One item that I found not necessary was a television as most of students have their own laptops, and having a TV in your house means you have to pay a TV licence fee each month.

4. Rental process
The general process should be:

Finding advertisement >> Contacting landlord >> Viewing >> Paying deposit >> Moving in

Finding advertisement:
• There are several channels to find house advertisement, including the website You can contact the landlord by email or phone number stated in the advertisement
• Facebook groups
• UCC Student Pad:

Contacting landlord:
• If you contact the landlord when you are not in Ireland, the most common way is by email or Facebook. But the chance of getting a response is quite low based on my experience. So, if you can have your friends who are already in Ireland contact the landlord, the chance of success is much higher.
• If you are already in Ireland, calling your landlord/housemate is the most effective way to get a viewing appointment.

• When you go for viewing, if possible, you should take a video along with your viewing (or take photos of room condition and house facilities). Politely ask the landlord before doing it.
• Check the condition of your room and house facilities carefully (electricity, water, heating, kitchen).
• During your viewing, you should clarify all information about your rental: payment duration (weekly or monthly), type of bills, neighbours, safety, etc.

Paying deposit:
• Normally the landlord will ask you to pay one month rent deposit to secure the property. It’s highly recommended to ask the landlord for a receipt of deposit payment if you pay by cash. It will be evidence for you to ask for return deposit at the end of your rental duration or when you move out. Some landlords will give you the key after you pay deposit.

Moving in:
• On the day you move in, make sure you take a photo of the gas meter, ESB meter (electricity) and record the readings on those meters. It will be used to calculate your bills for the first period here.
• If you are a careful person, you should take photos of house’s condition (especially your room) as it would be useful when you terminate your rental and ask for deposit return. The landlords may deduct from your deposit an amount of money for fixing your room, damage so if you have evidence of the house condition on the day you move in, it will be useful.
It’s better to have a contract or agreement signed off on the day you move in. If the landlord does not have it, you can prepare in advance. The sample of contract/agreement can be found easily on the internet (see below). Make sure you have a copy of the contract/agreement.

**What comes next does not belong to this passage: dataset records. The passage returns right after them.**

PR #17122, opened 2015-09-02
Take out shared behavior for user images and add it to Eliza

maxov:
@ryanpbrewster 
@leogrim 
@andrewconner 
@stkem 

This is needed by eliza, right before it sends out notifications in order to get user image urls. There was some behavior in `S3ImageStore` that was only in shoebox when eliza could also use it, so I moved that to common and added a class in Eliza to provide the same service.

### DIFF
--- a/kifi-backend/modules/common/app/com/keepit/common/db/ExternalId.scala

Simple leasing/rental agreement

• Always ask for a receipt if you pay in cash. Rent receipt books are available in grocery store.
• Electricity bills from the ESB often come every two months, while the gas bill comes every month. Before paying bills, always ask the landlord to show the actual bills and take photos of it to keep track on your payment.
• In general bills can vary from €25 to €50 per person per month. It’s higher in winter as the heating system is turned on.
• Some houses also run on top-up ESB, which means you need to buy an ESB prepaid card and top up for your usage. You can Google for more information.

Each university has Accommodation Service (UCC students have the Student Residential Services Office), so you can contact them for support with finding house, contract/agreement form or any rental related issues.

I hope this post is useful for you as an international student living in Cork. Keep thinking positive and I wish you best of luck on finding a house for your academic programme. Cheers!